Q27 of 48 · Cypress

What's the cleanest way to test a multi-step form?

CypressMidcypresswizardspage-objectsmid

Short answer

Short answer: Encapsulate each step in a small page object or custom command, drive the happy path through them, and add per-step tests for validation and back-navigation. Stub or seed inputs that aren't the focus of the test so you can land on a specific step quickly.

Detail

Multi-step forms accumulate noise fast — each test ends up duplicating the steps before its target. Three techniques keep them readable:

1. Encapsulate steps. A small page object or custom command per step with the actions you actually care about (fillProfile(values), fillPlan(plan), submit()). Specs read at the level of the workflow, not the inputs.

2. Seed-and-jump. Don't make every test traverse all steps. Use cy.task to insert a partial draft directly into the database, then cy.visit('/wizard/step3') to land where you need to test. Only step 3's behaviour is exercised; the prior steps are tested in their own specs.

3. Test the failure modes per step. State preservation across back-nav, refresh recovery, validation, and submit-twice are usually where bugs hide. Each gets its own test, scoped to one step.

A complete spec structure:

  • One happy-path spec that walks all steps end-to-end (canary).
  • Per-step specs for validation and field behaviour.
  • Cross-cutting specs for back-navigation, refresh recovery, two-tab editing.

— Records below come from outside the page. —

Issue #1321, opened 2025-01-30
we shouldn't be saving any new models if running in evaluation mode.


ishaileshpant:
Current behavior:
In evaluation run of the federation the aggregator saves the model protobuf states (best and last pbuf files) which is not relevant for evaluation run as no training is performed.

Affected Version:
1.7

Expected behavior:

We shouldn't save any model proto buf files only an init.pbuf should be sufficient to run a evaluation run and make evaluation run idempotent from model state perspective

rahulga1:
Fixed with https://github.com/securefederatedai/openfl/pull/1538

PR #1538, opened 2025-04-16
return from save_model immediately if federation evaluation mode is enabled

rahulga1:
## Summary
currently save_model function is storing best.pbuf and last.pbuf was saved unnecessarily in federated evaluation. As evaluation is not training the model, this step is not needed, hence skip the step.

## Type of Change (Mandatory)
- Feature enhancement  

## Description (Mandatory)
currently save_model function is storing best.pbuf and last.pbuf was saved unnecessarily in federated evaluation. As evaluation is not training the model, this step is not needed, hence skip the step. Fixes Issue https://github.com/securefederatedai/openfl/issues/1321

## Testing
Locally tested

### DIFF
--- a/openfl/component/aggregator/aggregator.py
+++ b/openfl/component/aggregator/aggregator.py
@@ -342,7 +342,7 @@ class Aggregator:
         Returns:
             None
         """
- 	# Skip saving model if running in evaluation mode
+        # Skip saving model if running in evaluation mode
         if self.assigner.is_task_group_evaluation():
             logger.info(
                 "Skipping model save for round %s in evaluation mode.",
--- a/openfl/component/aggregator/aggregator.py
+++ b/openfl/component/aggregator/aggregator.py
@@ -342,14 +342,14 @@ class Aggregator:
         Returns:
             None
         """
-        # Skip saving model if running in evaluation mode
+        # Skip saving model files during evaluation runs
         if self.assigner.is_task_group_evaluation():
             logger.info(
                 "Skipping model save for round %s in evaluation mode.",
                 round_number,
             )
             return
-        
+            
         # Extract the model from TensorDB and set it to the new model
         og_tensor_dict, _ = utils.deconstruct_model_proto(
             self.model, compression_pipeline=self.compression_pipeline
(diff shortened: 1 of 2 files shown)


ishaileshpant:
@rahulga1 it would be good to add a unit test for this fix/case as well - wdyt?

ishaileshpant (approved):
LGTM once the unit test case is added

rahulga1:
> @rahulga1 it would be good to add a unit test for this fix/case as well - wdyt?

isnt it too basic?

openfl/component/aggregator/aggregator.py
```diff
@@ -1104,11 +1107,18 @@ def _compute_validation_related_task_metrics(self, task_name) -> dict:
...
-                        self._save_model(round_number, self.best_state_path)
+                        if not self.assigner.is_task_group_evaluation():
+                            logger.info(
+                                f"Round {round_number}: saved the best model with score "
+                                "{agg_results:f}"
+                            )
+                            self._save_model(round_number, self.best_state_path)
+                        else:
+                            logger.info(
+                                f"Round {round_number}: updated best score to {agg_results:f} "
```
ishaileshpant: since its evaluation with only single round run  only and no training is involved - potentially there is no "update" to best score - better to convey/log that something like "... best score observed ... "
wdyt?

ishaileshpant (changes requested):

openfl/component/aggregator/aggregator.py
rahulga1: resolved in latest commit.

ishaileshpant (approved):
Thanks for this change @rahulga1

payalcha:
Post this change in case of Federated Evaluation, key_value_store table of tensor.db will be empty.
And to get evaluated details one need to refer to the aggregator logs.

noopurintel (approved):

teoparvanov (approved):
Looks great, thanks @rahulga1 !

openfl/component/aggregator/aggregator.py
```diff
@@ -1104,11 +1107,18 @@ def _compute_validation_related_task_metrics(self, task_name) -> dict:
...
                     if self.best_model_score is None or self.best_model_score < agg_results:
-                        logger.info(
-                            f"Round {round_number}: saved the best model with score {agg_results:f}"
-                        )
                         self.best_model_score = agg_results
-                        self._save_model(round_number, self.best_state_path)
+                        if not self.assigner.is_task_group_evaluation():
+                            logger.info(
+                                f"Round {round_number}: saved the best model with score "
+                                "{agg_results:f}"
```
MasterSkepticista, line 1114: Bug: this prints as `Round 9: saved the best model with score {agg_results:f}` due to unformatted f-string.

I'll fix this in a subsequent PR.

Avoid the temptation to test all field validations through a happy-path traversal — they balloon the spec and make individual failures hard to interpret.

// EXAMPLE

wizard.cy.ts

// support/wizard.ts
export const Wizard = {
  fillProfile({ name, email }: { name: string; email: string }) {
    cy.get('[data-test=name]').type(name);
    cy.get('[data-test=email]').type(email);
    cy.get('[data-test=next]').click();
  },
  fillPlan(plan: 'free' | 'pro') {
    cy.get(`[data-test=plan-${plan}]`).click();
    cy.get('[data-test=next]').click();
  },
  submit() {
    cy.get('[data-test=confirm]').click();
  },
};

// signup.cy.ts — happy path
import { Wizard } from '../support/wizard';

describe('Signup wizard', () => {
  it('completes the happy path', () => {
    cy.visit('/signup');
    Wizard.fillProfile({ name: 'Alice', email: 'alice@x.com' });
    Wizard.fillPlan('pro');
    Wizard.submit();
    cy.url().should('include', '/welcome');
  });

  it('preserves data on back navigation (step 2 → step 1)', () => {
    cy.visit('/signup');
    Wizard.fillProfile({ name: 'Bob', email: 'bob@x.com' });
    cy.get('[data-test=back]').click();
    cy.get('[data-test=name]').should('have.value', 'Bob');
  });

  it('rejects invalid email at step 1', () => {
    cy.visit('/signup');
    cy.get('[data-test=email]').type('not-an-email');
    cy.get('[data-test=next]').click();
    cy.get('[data-test=email-error]').should('be.visible');
  });
});

// WHAT INTERVIEWERS LOOK FOR

Encapsulation per step, seed-and-jump for non-target steps, and one happy-path canary plus per-step failure specs.

// COMMON PITFALL

Writing one mega-test that walks all steps and asserts at each — it duplicates setup across specs and makes failures hard to localise.